Suzanne: Here’s the part that doesn’t get enough attention: in government, the AI-and-jobs conversation is already moot. No matter what you agree with politically, agencies have lost significant headcount and the work hasn’t gone away. This isn’t about fear of losing jobs—the people are already gone. Meanwhile, federal agencies are rushing to deploy AI while sitting on years of governance debt, from naming conventions that have never been standardized to retention policies that aren’t enforced to roles and responsibilities that exist on paper but not in practice. The remaining workforce needs help handling the load, and AI isn’t a threat to their jobs—it’s potentially the only way they survive the workload. But only if it’s deployed in a way that actually helps them do their work, not in a way that adds one more tool to learn on top of everything else.
Neither side of the Atlantic has figured this out. The US approach is to deploy first and fix later, prioritizing speed over readiness, and the backlash is catching up fast. The EU approach is to regulate first and deploy cautiously, but even that isn’t working—the AI Act just got a 16-month enforcement delay after companies like ASML, Airbus, and SAP warned that Europe was regulating itself out of the race.
Adeline: And within EU institutions themselves, the pattern is even more cautious: many won’t deploy tools until they have the full governance plan in place, which means they’re still planning while the work piles up.
The US moves too fast for its people, and the EU moves too slow for its ambitions.

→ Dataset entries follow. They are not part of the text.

Issue #5635, opened 2024-06-14
Add TLS configuration in the ingress trait


romain-pfund:
### Requirement

As an integration developper using camel-k, I want to user TLS on my ingresses so I can securely contact my camel-k integrations

### Problem

To fully configure TLS on an ingress, we need to set the spec.tls part (hosts and secretName).
https://kubernetes.io/docs/concepts/services-networking/ingress/#tls
But this is actually not covered by the actual ingress trait

### Proposal

Implement this configuration properties:

```
ingress.tls.hosts      |  list[string]
ingress.tls.secretName |  string
```

to set

```
apiVersion: networking.k8s.io/v1
kind: Ingress
...
spec:
  tls:
  - hosts:
      - {{ingress.tls.hosts[]}}
    secretName: {{ingress.tls.secretName}}
 ...
```

squakez:
Thanks. Contributions are welcomed as usual!

romain-pfund:
I've never done Go development,  I may look at it this weekend or monday
From what I saw, I mainly  on
- pkg/apis/camel/v1/trait/ingress.go
- pkg/trait/ingress.go
- pkg/trait/ingress_test.go

squakez:
> I've never done Go development, I may look at it this weekend or monday From what I saw, I mainly on
> 
>     * pkg/apis/camel/v1/trait/ingress.go
> 
>     * pkg/trait/ingress.go
> 
>     * pkg/trait/ingress_test.go

Yeah, that's correct. This particular development should not require the knowledge of the entire operator. If the unit tests are passing, then, we should be fine. Have a look at https://camel.apache.org/camel-k/next/contributing/developers.html and feel free to ping either here on in Zulip chat to get any support.

romain-pfund:
hi,
got trouble to test it on minikube.
I've updated the 3 files, add a test in pkg/trait/ingress_test.go witch is passing

From https://camel.apache.org/camel-k/2.3.x/contributing/developers.html#_for_minikube, ran
```
make
make images
kamel install -olm=false
```

but I keep having
`Integration in version "v1" cannot be handled as a Integration: strict decoding error: unknown field "spec.traits.ingress.tlsHosts"`

sure I'm missing a simple thing

squakez:
Ah, yes, you need to `make generate` before making the image in order to regen the CRDs.

Issue #5632, opened 2024-06-13
Installation tests are unstable


squakez:
Likely after the merge done for the Kustomize work.

PR #5650, opened 2024-06-17
(#5635) Add TLS configuration in the ingress trait

romain-pfund:
Add 
- tlsHosts
- tlsSecretName 
to configure TLS in the ingress trait

**Release Note**
```release-note
Ingress Trait: Add tlsHosts and tlsSecretName to configure the TLS ingress spec
```


pkg/trait/ingress.go
```diff
@@ -126,6 +128,15 @@ func (t *ingressTrait) Apply(e *Environment) error {
...
 	}
 
+	if len(t.TLSHosts) > 0 || len(strings.TrimSpace(t.TLSSecretName)) > 0 {
+		ingress.Spec.TLS = []networkingv1.IngressTLS{
+			{
+				Hosts:      t.TLSHosts,
+				SecretName: t.TLSSecretName,
+			},
+		}
+	}
```
romain-pfund, line 138: @squakez :
like I said, not a Go developper.
They may be a better way to do this ?

What we want, is to completely not include the ingress.Spec.TLS if TLSHosts or TLSSecretName is not set

romain-pfund:
I haven't had the time to fully check with a working certificat

but the kubect get ingress xxx -o yaml seams fine when comparing to an internal working ingress (not showing here for confidentiality reason):

image

image
image

romain-pfund:
> LGTM, thanks for the work. We need also to add the outcome of `make generate` though.
ok, so I run
```
make
make generate
```
and commit/push ?

squakez:
> I haven't had the time to fully check with a working certificat
> 
> but the kubect get ingress xxx -o yaml seams fine when comparing to an internal working ingress (not showing here for confidentiality reason):

Sure, the important work here is to map into the configuration expected by Kubernetes.

squakez:
> ```
> make
> make generate
> ```
> 
> and commit/push ?

Yes, you should see several autogenerated resources. They must be added to the PR, you can `git commit --amend` and force push this. Also, you can see there is some minor lint error due to codestyle formatting. The check is failing with:

```
pkg/trait/ingress.go:22  goimports  File is not `goimports`-ed
```

You can perform a `gofmt -w pkg/trait/ingress.go` and later a `make lint` to verify that is solved afterward. And again, commit the change (likely some space format).

.github/actions/gh-go-mod-generate-sbom
squakez, line 1: Please, remove this one from the commit.

pkg/trait/ingress.go
romain-pfund: ok, doubled check with the doc, and yes, need both.
so I'll change to "and" and add more tests

.github/actions/gh-go-mod-generate-sbom
romain-pfund: removed

pkg/trait/ingress.go
romain-pfund: replace by 
len(t.TLSHosts) > 0 && t.TLSSecretName != ""
+ 2 test added to cover both part of the if

romain-pfund:
Some builds are failing
Did i missed something ?

squakez:
> Some builds are failing Did i missed something ?

Install check is failing because of https://github.com/apache/camel-k/issues/5632 (I'm working on a fix). The rest should be working normally. I gave it another shot.

squakez (approved):

squakez:
Thanks for the contribution!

Suzanne: So, what actually works? In our experience, it’s not a framework and it’s not a mandate from the top—it’s a mindset shift. Instead of rolling out AI as a capital-T Transformation, you start with a specific pain point, something concrete that real people are struggling with today, and you solve that first.
We think of it as crawl, walk, run. Crawl means finding the pain point and starting with a small group of super users—people who are excited, who’ve already brought use cases to the table—and delivering a win within days rather than weeks. Something simple, like a summary that used to take hours or a status indicator that required digging through five different systems. The goal is to make it undeniable that this actually helps the people using it.
Walk means expanding outward once those early users are bought in. You add structure, automate the workflows around the quick wins, and start connecting data sources. The super users become your evangelists, not because anyone asked them to sell AI, but because they’re showing their colleagues that it made their work easier in ways they can point to.
Run means you’ve earned the right to talk about the bigger stuff—predictive analytics, risk identification, executive dashboards—not because you started there, but because you built a foundation of trust and utility that makes mission-level intelligence possible.
You can’t boil the ocean your way to adoption, and you can’t mandate it from the top and expect people to thank you. You have to start where people are, solve what they actually need, and earn your way to the bigger vision. The question isn’t whether AI will be adopted—it’s whether anyone will bother to do it in a way that people actually want to use.